Chemistry: Animation, Video, and Laboratory Activity

Included here are ceramics, metals, and metal oxide nanoparticles. In the last two decades a class of materials with a nanometer-sized microstructure have been synthesized and studied. These materials are assembled from nanometer-sized building blocks, mostly crystallites. The building blocks may differ in their atomic structure, crystallographic orientation, or chemical composition. In cases where the building blocks are crystallites, incoherent or coherent interfaces may be formed between them, depending on the atomic structure, the crystallographic orientation, and the chemical composition of adjacent crystallites.

In other words, materials assembled of nanometer-sized building blocks are microstructurally heterogeneous, consisting of the building blocks (e.g. crystallites) and the regions between adjacent building blocks (e.g. grain boundaries). It is this inherently heterogeneous structure on a nanometer scale that is crucial for many of their properties and distinguishes them from glasses, gels, etc. that are microstructurally homogeneous.3

Grain boundaries make up a major portion of the material at nanoscales, and strongly affect properties and processing.
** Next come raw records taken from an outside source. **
PR #93, opened 2022-01-26
Move Implemenation Examples into the example section.

timsifive:
Also expand on each use case a bit.

### DIFF
--- a/riscv-configuration-structure-draft.adoc
+++ b/riscv-configuration-structure-draft.adoc
@@ -296,7 +296,7 @@ it's running on.
 
 There could be a single system-wide CS, or a more complex arrangement for either
 single core or multicore systems, using the ChildStructure type discussed in
-<<_configuration_structure_pointers>>.
+<<Configuration Structure Pointers>>.
 
 == Contents of Configuration Structure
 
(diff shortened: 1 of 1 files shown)


riscv-configuration-structure-draft.adoc
```diff
@@ -403,32 +403,47 @@ and then later that same element in a different type describing that same
...
+
+Different harts might be pointed at different CSs by giving them unique
+mconfigptr values. Alternatively, the memory system could provide a different CS
+depending on which hart is accessing a given address. There are many
+possibilities
+
+=== Tree of Structures
+
+When combining IP from multiple vendors it might be helpful to use structure
+pointers (see <<_configuration_structure_pointers>>) instead of combining all
```
changab: Please check if this link works or not. It seems problematic here.

timsifive: Hmm... it works in vscode adoc mode, and also in the PDF. But github doesn't seem to recognize this. I'll see if I can change it so it works on github also.

timsifive: Fixed. :-)

changab (approved):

The properties of NsM deviate from those of single crystals (or coarsegrained polycrystals) and glasses with the same average chemical composition. This deviation results from the reduced size and dimensionality of the nanometer-sized crystallites as well as from the numerous interfaces between adjacent crystallites. An attempt is made to summarize the basic physical concepts and the microstructural features of equilibrium and non-equilibrium NsM.

Nanocrystallites of bulk inorganic solids have been shown to exhibit size dependent properties, such as lower melting points, higher energy gaps, and nonthermodynamic structures.4,5 In comparison to macro-scale powders, increased ductility has been observed in nanopowders of metal alloys.6,7 In addition, quantum effects from boundary values become significant leading to such phenomena as quantum dots lasers.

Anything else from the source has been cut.